TASK BRIEF
How many lines of the data include the string "node"? State the number and nothing else.

Records excerpted from a collection
━━━━━━━━━━━━━━━━━━━━━━━━━━━━━━

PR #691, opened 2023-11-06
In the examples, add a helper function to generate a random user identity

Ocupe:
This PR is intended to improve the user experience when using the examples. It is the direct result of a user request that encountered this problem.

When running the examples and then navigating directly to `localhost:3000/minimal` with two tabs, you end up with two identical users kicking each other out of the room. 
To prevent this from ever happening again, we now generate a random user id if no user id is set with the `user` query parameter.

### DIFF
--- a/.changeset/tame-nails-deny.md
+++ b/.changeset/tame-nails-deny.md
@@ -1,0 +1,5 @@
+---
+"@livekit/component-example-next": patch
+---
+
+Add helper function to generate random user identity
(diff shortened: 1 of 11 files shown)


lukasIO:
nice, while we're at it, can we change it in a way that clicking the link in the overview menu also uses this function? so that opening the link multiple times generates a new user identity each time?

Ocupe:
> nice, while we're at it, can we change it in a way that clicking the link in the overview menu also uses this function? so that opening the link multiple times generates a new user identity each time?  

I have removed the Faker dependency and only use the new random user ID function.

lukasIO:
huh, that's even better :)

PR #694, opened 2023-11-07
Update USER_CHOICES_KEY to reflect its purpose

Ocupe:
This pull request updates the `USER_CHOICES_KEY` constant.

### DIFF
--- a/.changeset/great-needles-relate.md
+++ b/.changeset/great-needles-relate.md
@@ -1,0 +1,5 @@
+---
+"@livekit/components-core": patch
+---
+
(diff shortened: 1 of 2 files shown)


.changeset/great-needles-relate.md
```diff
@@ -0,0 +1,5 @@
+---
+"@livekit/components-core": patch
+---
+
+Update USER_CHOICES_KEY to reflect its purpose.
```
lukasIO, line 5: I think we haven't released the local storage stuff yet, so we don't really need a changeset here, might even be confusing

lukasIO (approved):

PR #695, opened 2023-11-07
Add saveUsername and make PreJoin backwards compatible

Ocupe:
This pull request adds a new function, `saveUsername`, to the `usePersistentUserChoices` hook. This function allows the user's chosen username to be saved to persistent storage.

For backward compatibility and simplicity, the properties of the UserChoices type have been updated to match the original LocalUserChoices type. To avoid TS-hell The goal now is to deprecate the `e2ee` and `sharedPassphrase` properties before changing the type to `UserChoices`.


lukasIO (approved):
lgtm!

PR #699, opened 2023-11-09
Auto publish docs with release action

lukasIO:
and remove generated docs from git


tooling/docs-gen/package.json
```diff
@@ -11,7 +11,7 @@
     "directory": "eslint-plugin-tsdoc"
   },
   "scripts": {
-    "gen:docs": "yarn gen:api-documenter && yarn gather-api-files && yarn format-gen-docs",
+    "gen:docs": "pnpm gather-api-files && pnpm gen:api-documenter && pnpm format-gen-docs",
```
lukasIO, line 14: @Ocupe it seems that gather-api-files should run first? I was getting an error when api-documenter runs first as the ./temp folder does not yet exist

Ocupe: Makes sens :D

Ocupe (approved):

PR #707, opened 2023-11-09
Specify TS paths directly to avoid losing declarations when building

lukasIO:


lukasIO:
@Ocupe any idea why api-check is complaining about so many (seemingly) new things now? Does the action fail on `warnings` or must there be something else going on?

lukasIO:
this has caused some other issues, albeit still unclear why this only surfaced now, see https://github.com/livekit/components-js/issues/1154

━━━━━━━━━━━━━━━━━━━━━━━━━━━━━━

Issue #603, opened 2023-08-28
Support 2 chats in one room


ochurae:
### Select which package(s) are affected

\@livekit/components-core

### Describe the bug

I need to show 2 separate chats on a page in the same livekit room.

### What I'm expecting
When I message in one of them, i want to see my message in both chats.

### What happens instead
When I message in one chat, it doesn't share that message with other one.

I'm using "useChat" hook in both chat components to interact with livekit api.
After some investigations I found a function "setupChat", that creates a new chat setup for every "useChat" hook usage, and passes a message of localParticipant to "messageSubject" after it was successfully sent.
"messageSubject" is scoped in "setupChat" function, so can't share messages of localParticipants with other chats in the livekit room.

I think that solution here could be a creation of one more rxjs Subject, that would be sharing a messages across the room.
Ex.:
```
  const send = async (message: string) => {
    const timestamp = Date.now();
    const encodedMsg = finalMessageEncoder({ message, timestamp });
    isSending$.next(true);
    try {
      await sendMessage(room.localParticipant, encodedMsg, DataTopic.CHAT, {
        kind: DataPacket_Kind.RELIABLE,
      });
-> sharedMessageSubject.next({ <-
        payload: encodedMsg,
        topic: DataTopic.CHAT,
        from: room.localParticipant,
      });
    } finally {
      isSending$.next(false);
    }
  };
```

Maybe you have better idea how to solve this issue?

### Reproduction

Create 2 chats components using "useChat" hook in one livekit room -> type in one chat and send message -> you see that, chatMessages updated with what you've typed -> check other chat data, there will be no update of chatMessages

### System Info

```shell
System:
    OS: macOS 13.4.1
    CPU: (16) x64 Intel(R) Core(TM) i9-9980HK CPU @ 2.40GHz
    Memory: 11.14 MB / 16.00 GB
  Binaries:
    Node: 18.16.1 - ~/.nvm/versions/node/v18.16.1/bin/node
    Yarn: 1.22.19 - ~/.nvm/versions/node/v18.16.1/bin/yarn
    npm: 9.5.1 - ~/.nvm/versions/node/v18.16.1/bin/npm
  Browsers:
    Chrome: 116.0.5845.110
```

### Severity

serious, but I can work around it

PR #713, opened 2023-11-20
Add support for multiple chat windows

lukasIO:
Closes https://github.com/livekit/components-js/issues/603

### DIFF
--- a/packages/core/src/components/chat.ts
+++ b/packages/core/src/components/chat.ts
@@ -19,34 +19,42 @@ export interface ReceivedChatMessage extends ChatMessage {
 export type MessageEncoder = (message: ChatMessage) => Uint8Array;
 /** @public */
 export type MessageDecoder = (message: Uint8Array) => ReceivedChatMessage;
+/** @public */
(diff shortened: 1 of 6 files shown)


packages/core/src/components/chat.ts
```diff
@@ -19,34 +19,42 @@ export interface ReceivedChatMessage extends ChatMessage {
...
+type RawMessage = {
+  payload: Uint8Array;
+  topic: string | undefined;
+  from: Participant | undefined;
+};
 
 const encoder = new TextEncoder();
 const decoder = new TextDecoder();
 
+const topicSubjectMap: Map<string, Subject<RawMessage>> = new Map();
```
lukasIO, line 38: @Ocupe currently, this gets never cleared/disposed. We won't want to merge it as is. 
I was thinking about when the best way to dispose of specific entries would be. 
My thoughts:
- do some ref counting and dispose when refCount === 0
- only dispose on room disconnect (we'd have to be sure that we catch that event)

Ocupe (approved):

━━━━━━━━━━━━━━━━━━━━━━━━━━━━━━

ANSWER TO THIS EXERCISE
3